Hispanics bringing evangelistic zeal, excitement to Southern Baptist Convention

VIENNA, Ga. – Large numbers of Hispanics arriving in the Bible Belt in search of jobs and better lives are embracing evangelical Christianity with a zeal that is sparking spiritual revival.

The result has been an infusion of excitement and an explosion of new Hispanic congregations with ties to the Southern Baptist Convention.

Julio Arriola, who leads Hispanic relations for the SBC, said shared values regarding family, hard work and an openness to discussing faith issues have made the growing immigrant population and the SBC perfect matches.

“America is blessed by the growth in the Latino population,” Arriola said. “We are more open to Gospel conversations than other groups and more prompt to respond positively to the call to become believers and disciples of Jesus.”

Southern Baptists have been reaching out to Hispanics and other ethnic groups through high-demand ministries, including language classes that help them master English as quickly as possible.

Donna Milner, who serves on the leadership team of Georgia Baptist Literacy Missions, sees God’s hand in the immigration patterns that are bringing people to states like hers where believers stand ready to help them get settled, to learn the customs, and to encounter the love of Jesus.

“It shows the great lengths that God will go to in order to give a person the opportunity to know Jesus, moving people from one country to another so they can hear the good news,” Milner said. “All of this is part of God’s big plan that gives every person the chance to believe in Jesus.”

Hispanics make up nearly 20 percent of the entire U.S. population and is by far the fastest growing ethnic group in the U.S. The U.S. Census Bureau estimates that the Hispanic population will increase by 30 percent to 74 million by 2030.

To try to keep pace with the population growth, the Southern Baptist Convention, with some 3,500 Hispanic churches, is pushing hard to establish new congregations. Georgia, home to 1.1 million immigrants, has planted more than 150 new Hispanic churches affiliated with the SBC over the past decade.

Levi Skipper, who leads the Georgia Baptist Mission Board’s church strengthening ministry, said the oomph Hispanic church leaders bring to the state was on full display Saturday in Savannah at a regional church strengthening workshop.

“Their energy is off the charts,” he said of the 100 Hispanics who gathered at Primera Iglesia Bautista Hispana de Savannah for the workshop. “I was in a church filled with people with an absolute passion for reaching the world for Christ.”

Georgia Baptist Literacy Missions, which teaches English as a second language, has been key in the Southern Baptist Convention’s efforts to reach Hispanics with the gospel.

In that ministry, immigrants not only learn to speak, read and write English, but they also forge trusted relationships with enthusiastic believers, often from their homeland, who eagerly tell them about their faith in Christ.

Jhonny Rodriguez, pastor of a Vienna church plant, is using English classes as a means to reach the local immigrant population.

“You sent missionaries to our country so we would know Christ,” Rodriguez said. “Now, we come to your country as missionaries so others who come here from our countries also know Christ.”

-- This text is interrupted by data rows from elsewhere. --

PR #1145, opened 2023-05-31
fix(trie-router): fixed the named capture issue

### LINKED ISSUE #1141: Should the router handle `params` per handler?
This issue pertains to the router. Currently, the result object is composed of `handlers` and `params`:

```ts
interface Result<T> {
  handlers: T[]
}
```

However, it might be that each `handler` should have its own `params`, rather than all handlers sharing one `params`.

For instance, in the current pattern, the result is not as expected. (This example uses TrieRouter, because RegExpRouter has another issue #1140)

```ts
  await next()
})

})
```

```
GET /webhooks/github => service: undefined
```

I believe it should return `service: github`. To make this work correctly, we might need a structure like the one below, where `params` are handled per handler.

```ts
interface Result<T> {
  routes: Route<T>[]
}

interface Route<T> {
  handler: T
}
```

If we decide to address these issues, it will require significant effort. But, it might be worth doing.

yusukebe:
Will fix #1141 just for TrieRouter.

### DIFF
--- a/deno_dist/router/trie-router/node.ts
+++ b/deno_dist/router/trie-router/node.ts
@@ -33,7 +33,6 @@ export class Node<T> {
   order: number = 0
   name: string
   handlerSetCache: Record<string, HandlerSet<T>[]>
-  shouldCapture: boolean = false
 
   constructor(method?: string, handler?: T, children?: Record<string, Node<T>>) {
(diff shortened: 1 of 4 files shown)


yusukebe:
Move to #1148

PR #1146, opened 2023-06-01
fix(reg-exp-router): Register static paths first for duplicate checking.

### LINKED ISSUE #1140: RegExpRouter returns not found
In this case, RegExpRouter returns a "not found" response, which is not expected.

```ts
  await next()
})

})
```

```
GET /webhooks/github => 404 Not Found
```

If using TrieRouter, it returns a 200 response, though returning `undefined` is another issue.

```
GET /webhook/github => service: undefined
```

usualoma:
Fixes #1140


yusukebe:
@usualoma 

Looks good! Thanks!

PR #1148, opened 2023-06-01
fix(tire-router/pattern-router): fixed the named capture issue

### LINKED ISSUE #1141: Should the router handle `params` per handler?

yusukebe:
This PR will fix the issue of capturing named parameters in TrieRouter and PatternRouter.

If we have the following routes:

```ts
  await next()
})

})
```

Then, when accessing `GET /webhooks/github`, it currently can't handle the named parameter as `github`:

```
GET /webhooks/github => service: undefined
```

With this fix, it can capture `github`:

```
GET /webhooks/github => service: github
```

Resolves #1141

### DIFF
--- a/deno_dist/router/pattern-router/router.ts
+++ b/deno_dist/router/pattern-router/router.ts
@@ -1,7 +1,7 @@
 import type { Result, Router } from '../../router.ts'
 import { METHOD_NAME_ALL } from '../../router.ts'
 
-type Route<T> = [RegExp, string, T] // [pattern, method, handler]
+type Route<T> = [RegExp, string, T, string] // [pattern, method, handler, path]
 
 export class PatternRouter<T> implements Router<T> {
   name: string = 'PatternRouter'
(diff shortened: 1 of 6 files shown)


yusukebe:
Hi @usualoma !

Could you review this? I think the spec is good, but I'd like to you review the implementation.

usualoma:
Hi @yusukebe!

As for TrieRouter, I think that change is fine.

As for PatternRouter, I think it can be written a little shorter, as in #1154.

yusukebe:
@usualoma 

> As for PatternRouter, I think it can be written a little shorter, as in https://github.com/honojs/hono/pull/1154.

Ahhh, only that! Super thank you!

PR #1157, opened 2023-06-02
refactor: Tweaks variable names to reduce code.

usualoma:
It would reduce the number of conditional branches in `result?.handlers` and `result?.params` and shorten the code by a few lines.

Since this is not a particularly big improvement, it is safe to decide not to merge.

### DIFF
--- a/src/context.ts
+++ b/src/context.ts
@@ -64,7 +64,7 @@ type ContextOptions<E extends Env> = {
   executionCtx?: FetchEvent | ExecutionContext | undefined
   notFoundHandler?: NotFoundHandler<E>
   path?: string
-  paramData?: Record<string, string>
+  params?: Record<string, string>
 }
 
 export class Context<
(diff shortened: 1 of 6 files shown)


yusukebe:
Hi @usualoma!

It's neat and it's great that `result?` has been removed! I'd like to merge this, but there's a conflict. Could you resolve it?

src/context.ts
```diff
@@ -89,7 +89,7 @@ export class Context<
   private _pH: Record<string, string> | undefined = undefined // _preparedHeaders
   private _res: Response | undefined
   private _path: string = '/'
-  private _pData?: Record<string, string> | null // __paramData
+  private _params?: Record<string, string> | null // __params
```
yusukebe, line 92: The comment `// __params` is not necessary.

usualoma: Fixed!
0e39109

usualoma:
@yusukebe Thanks! Resolved.  6c0b358

yusukebe:
Thanks! Merge now!

PR #1162, opened 2023-06-05
feat: Allow `context.jsonT` to take interface as an argument

### LINKED ISSUE #1158: Allow using interface in `ctx.jsonT()`
I'm using Hono's RPC mode.
I tried to pass the type of interface to the argument of `context.jsonT()`, but I get a type error.

```ts
interface Data {
  data: string;
}
function getData(): Data {
  return { data: "foo" };
}


import { Hono } from "$hono/mod.ts";
const app = new Hono();
const route = app
  .get(
    "/api",
    (c) => {
      const data = getData();
      return c.jsonT(data); // Type 'Data' is not assignable to type 'JSONObject'.
    },
  );
export type AppType = typeof route;
```

```
  Overload 1 of 2, '(object: JSONValue, status?: number | undefined, headers?: HeaderRecord | undefined): TypedResponse<never>', gave the following error.
    Argument of type 'Data' is not assignable to parameter of type 'JSONValue'.
      Type 'Data' is not assignable to type 'JSONObject'.
        Index signature for type 'string' is missing in type 'Data'.  Overload 2 of 2, '(object: JSONValue, init?: ResponseInit | undefined): TypedResponse<never>', gave the following error.
    Argument of type 'Data' is not assignable to parameter of type 'JSONValue'.deno-ts(2769)
```

I know that changing `interface Data {}` to `type Data = {}` will eliminate the type error, but there are types provided by other libraries, so changing everything from `interface` to `type` is not realistic.
How about relaxing the restrictions on the JSONValue type here so that we can return a response of the type defined by the interface?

Rodriguez, who grew up in the Dominican Republic, is teaching English as a second language to get immigrants to his Vienna church plant. He is seeing them come to faith in Christ and be blessed, as their language skills improve, with better jobs and higher standards of living. Milner said Christian leaders from Latin America are careful to teach others to share their faith.

“We need younger people who will come into our ministries and serve alongside of us learning the nuts and bolts of the ministry,” she said. “When these young people first come into the ministries, because of their age and inexperience in life, they may not be able to be effective teachers right away. But by helping a teacher, seeing the teacher model good teaching practices over and over, they learn and practice what it takes to be an effective teacher.”

Using that model, Georgia Baptist Literacy Missions Ministries group has been able to ensure they have enough teachers to replace those who cycle out.

“Nothing is more awesome or awe inspiring as to see a person accept the Lord,” she said. “And multiple people through the Literacy Missions Ministries have been introduced to Christ and come to know Him. There are different ones who after accepting Christ themselves have shared the Gospel with their families both here and in their native countries and countless numbers have come to Christ.

“Watching a young family realize as they study the Bible that they cannot do enough to earn God’s salvation but must accept His gift of love by faith trusting Him for their salvation is so rewarding. Then seeing them pass that teaching on to their children makes you sing for joy.”